◆ **YOUR TASK**
From the records that follow, copy every line that contains the word "returns".

◆ **DATA IN THIS EXERCISE**
PR #822, opened 2021-06-09
feat(getFacetValues): process facetOrdering

Haroenv:
This adds support for reading from facetOrdering in getFacetValues. It's applied by default if no sortBy is given, but can be forced (or disabled) by `facetOrdering` in opts.

```js
results.getFacetValues('brand'); // facet ordering
results.getFacetValues('brand', { }); // facet ordering
results.getFacetValues('brand', { sortBy: ['isRefined:asc'] }); // no facet ordering
results.getFacetValues('brand', { sortBy: ['isRefined:asc'], facetOrdering: false }); // no facet ordering
results.getFacetValues('brand', { sortBy: ['isRefined:asc'], facetOrdering: true }); // facet ordering
```

DX-2075


src/SearchResults/index.js
```diff
@@ -659,20 +659,30 @@ function extractNormalizedFacetValues(results, attribute) {
...
 
   var children = node.data.map(function(childNode) {
-    return recSort(sortFn, childNode);
+    return recSort(sortFn, childNode, names, level + 1);
   });
-  var sortedChildren = sortFn(children);
-  var newNode = merge({}, node, {data: sortedChildren});
+  var sortedChildren = sortFn(children, names[level]);
+  var newNode = merge({}, node);
+  newNode.data = sortedChildren;
```
Haroenv, line 685: this change is because merge would otherwise cause hidden items to reappear

test/spec/SearchResults/getFacetValues-facetOrdering.js
```diff
@@ -0,0 +1,1518 @@
...
+    };
+    var results = data.content.results.slice();
+    results[0] = Object.assign(order, results[0]);
+
+    var searchParams = new SearchParameters(data.state);
+    var result = new SearchResults(searchParams, results);
+
+    var facetValues = result.getFacetValues('hierarchicalCategories');
+
+    var expected = {
```
shortcuts, line 1124: Even though we could just collapse it, I feel like exporting those variables to a file containing all of them (maybe something like `hierarchical-cards-facetOrdering-results`) could help with the readability.

Haroenv: the results are different per test though, so that wouldn't really be a good solution

shortcuts: Yes, thinking again about it it would be a complicated-naming JS file with only variables.

shortcuts (approved):
Looks good to me!

src/SearchResults/index.js
```diff
@@ -659,20 +659,30 @@ function extractNormalizedFacetValues(results, attribute) {
 }
 
 /**
- * Sort nodes of a hierarchical facet results
+ * Sort nodes of a hierarchical or disjunctive facet results
  * @private
- * @param {HierarchicalFacet} node node to upon which we want to apply the sort
+ * @param {function} sortFn
+ * @param {HierarchicalFacet|Array} node node to upon which we want to apply the sort
```
francoischalifour, line 665:
```suggestion
 * @param {HierarchicalFacet|Array} node node upon which we want to apply the sort
```

src/SearchResults/index.js
```diff
@@ -682,6 +692,70 @@ function vanillaSortFn(order, data) {
...
+
+  return orderedFacets.concat(
+    orderBy(remainingFacets, ordering[0], ordering[1])
+  );
+}
+
+/**
+ * @param {SearchResults} results the search results class
+ * @param {string} attribute the attribute to retrieve ordering of
+ * @returns {FacetOrdering=}
```
francoischalifour, line 748:
```suggestion
 * @returns {FacetOrdering}
```

src/SearchResults/index.js
francoischalifour: I'm not sure to understand. That's worth a comment imo.

src/SearchResults/index.js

◆ **RESPONSE TO THIS EXERCISE**
+ * @returns {FacetOrdering=}
 * @returns {FacetOrdering}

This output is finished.